La littérature doit se défier de la tradition. Quand tout vient d’ailleurs, quand tout est importé, chaque génération doit faire la preuve de sa capacité à se libérer des pré-cédentes pour affirmer son identité, en déjouant la partition des pères. Nos aînés, à Présence africaine, nous disaient : » Faites votre part, n’ayez pas de modèle. » Eux avaient refusé de suivre le modèle parnassien qui impliquait de faire le Blanc, le Parisien. Les professeurs d’Aimé Césaire, par exemple, lui disaient qu’il ne fallait pas qu’on voie qu’il était noir dans ses poèmes. L’impassibilité parnassienne servait à masquer les malheurs et les oppressions. Pour moi, une phrase de René Char a été fondatrice : » Notre héritage n’est précédé d’aucun testament « .
Les Caribéens anglophones ont confiance dans le pouvoir de la fiction. Ils font preuve d’un plus grand souci de réalisme, ils affectionnent le portrait, l’histoire.
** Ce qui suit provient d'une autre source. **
PR #146, opened 2021-01-13
Bidirectional order form

alexmatson-da:
Screen Shot 2021-01-13 at 4 07 00 PM

### DIFF
--- a/ui/src/components/Investor/InvestorTrade.scss
+++ b/ui/src/components/Investor/InvestorTrade.scss
@@ -1,13 +1,24 @@
+@import "../../index.scss";
 @import "./OrderForm.scss";
 
 @mixin investor-trade {
     .investor-trade {
         height: 100%;
 
-        .order-forms {
-            @include order-form;
-            flex: 1;
-            margin-right: var(--spacing-m);
+        .order {
+            h3 {
+                display: flex;
+                align-items: center;
+            }
+
+            .candlestick-icon {
+                margin-right: $spacing-s;
+            }
+            .order-form {
+                @include order-form;
+                flex: 1;
+                margin-right: $spacing-m;
+            }
         }
     }
 }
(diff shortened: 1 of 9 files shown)


ui/src/components/Investor/InvestorTrade.scss
```diff
@@ -0,0 +1,26 @@
...
+            .order-form {
+                @include order-form;
+                flex: 1;
+                margin-right: $spacing-m;
+            }
+        }
+    }
+}
+
+@include investor-trade;
```
Sarahb-da, line 26: Why @include this mixin here?

ui/src/icons/candlestick.svg
```diff
@@ -0,0 +1,9 @@
+<svg width="18" height="16" viewBox="0 0 18 16" fill="none" xmlns="http://www.w3.org/2000/svg">
```
Sarahb-da, line 1: do you use this?

ui/src/components/Investor/InvestorTrade.scss
Sarahb-da: possible recursive implications nature make me nervous

Sarahb-da (commented):
a few comments

ui/src/components/Investor/InvestorTrade.scss
alexmatson-da: initially, I just wanted to include it in the same file so the mixin would be used. I'll move this to the `Investor.scss` that you created after I rebase on the new changes

ui/src/icons/candlestick.svg
alexmatson-da: Not exactly; I copied the svg code into the `CandlestickIcon` component directly, but decided to keep the original file in case we needed to reference it. we can remove it if you don't think we'll need to...

alexgraham-da (approved):
nice, looks great!

ui/src/icons/candlestick.svg
Sarahb-da: Id say you can remove it

Sarahb-da (approved):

Les francophones, eux, semblent éprouver une espèce de méfiance vis-à-vis du réalisme, comme si la réalité n’était pas juste, pas suffisante, comme s’il y avait derrière elle quelque chose de non dit qu’il faudrait faire émerger. Un peu comme une distance vis-à-vis du langage qui, au départ, était celui de l’autre, et sur lequel il faudrait toujours porter un regard critique. Les mots peuvent trahir, il faut jouer avec eux. D’où la permanence d’une importante dimension poétique dans l’écriture des Haïtiens et des Antillais. Et aussi d’une forme d’oralité qu’on trouve notamment dans les romans de Simone Schwarz-Bart. Cette méfiance, je l’éprouve, moi aussi. Pour faire passer la fiction ou le discours, il me faut un substrat d’oralité. C’est le corps qui dit, et pas seulement le texte. Le corps dansant est partout présent en Caraïbe, où l’on n’a jamais séparé la musique de la danse. Comme si les corps, trop longtemps enchaînés, manifestaient leur liberté. C’est de cela aussi que vient la floraison de formes comme le slam et le rap.
La Caraïbe dans une boîte d’allumettes J’ai quitté la Guadeloupe il y a longtemps, mais la Caraïbe a la particularité d’être exportable. L’île est si petite qu’elle entre dans une valise, et le volcan dans une boîte d’allumettes remplie de cendre : j’en ai une sur mon bureau, à côté d’une pierre de soufre qui sent toujours, même au bout de plusieurs décennies. La petitesse fait qu’on est un concentré de mondes qui tient dans la main. La dimension insulaire est celle de l’être humain, enveloppé de chair, et qui n’arrête pas de déborder, comme l’île.